Las más pipiolas torturan sus pies con tacones de distinción y centímetros imposibles, pues la generación del danone ha visto fortalecidos los huesos y menguadas las ideas. Pero, qué recriminar si, para nosotras, nada vale: pechos, cabellos, rostros..., lo grande se cae, lo pequeño no llega.
Y así, las lechuzas, educadas a maquillar nuestra desnudez, vivimos atadas a espejos y mentiras. Somos afeites y retoques de color, porque dejamos ganar a lo irreal, a quienes odian nuestra libertad porque no entienden lo que es ser mujer.
El photoshop y el maquillaje, como juego, tienen su punto. ¿Qué lechuza no quiere sentirse mona? ¿quién no quiere una sesión de arreglos tipo Presley?
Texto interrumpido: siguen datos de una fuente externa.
PR #400, opened 2020-08-07
Preset browser

milkdropper:
- [M] or [m] key loads a list of presets.
- If you are on the idle preset, nothing is highlighted.
- You can navigate presets with Up/Down Arrows and Page Up/Page Down. (Page Up/Page Down moves up by half the screen & Up/Down Arrows by 1 preset)
- If you navigate to the top or the bottom of the list it will rotate to the top or bottom.
- You can tell what is selected by the color.
- You can verify with F3.
- If a ransom preset is loaded by a timer or by [R], it will load the expected page at the expected offset.
- The menu impacts FPS. But it shouldn't be a problem since it's only temporary until you find what you want.
- Toasts are now on top of any text menu, as this has a greater chance of filling the middle of the screen with text. But the help menu was already conflicting.


milkdropper:
And the demo: https://streamable.com/8xf3wk

Issue #413, opened 2020-08-31
Shader compilation failure breaks preset


fughilli:
Right now, if a shader fails to compile, we continue to run it anyways. Alternatively, we could check the status of the shader compilation and skip the preset if it fails to compile.

kblaschke:
This issue is still present in current master, so some additional measures need to be taken. I'd also suggest removing the offending preset from the playlist (or mark it "broken"), so it's not being loaded again. If it is loaded over and over again, that might result in projectM getting stuck in an endless loop and possibly hang if the playlist only contains broken presets.

audreyspency:
is it solved yet ?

Es divertido, sí.
No tiene la misma gracia inyectarse una toxina que estanque los pasos de la edad; sufrir un mes de inflamación, de dormir boca arriba, de cicatrización... para lucir “unas buenas tetas”, fingidas, extrañas, de dureza artificial. ¿Es gracioso perder acúmulos grasos con un aspirador chupa que te chupa tu cuerpo?
Levantarse un día y ser trasparente, no despertar admiración, envidia y deseo es duro, y muchas, en lugar de valorar los años pasados, compran esas caras de bufón que no pueden escapar del tiempo.
A mis lechuzas, no, a ellas dadles recuerdos y un futuro de amor propio, pintarán canas con cremas para una piel venerable, gimnasia y tratamientos de chocolate, caviar, oro... Dadles movimiento, mordiscos sin atajos, caricias. Que no sean esclavas de una belleza cautiva del tiempo.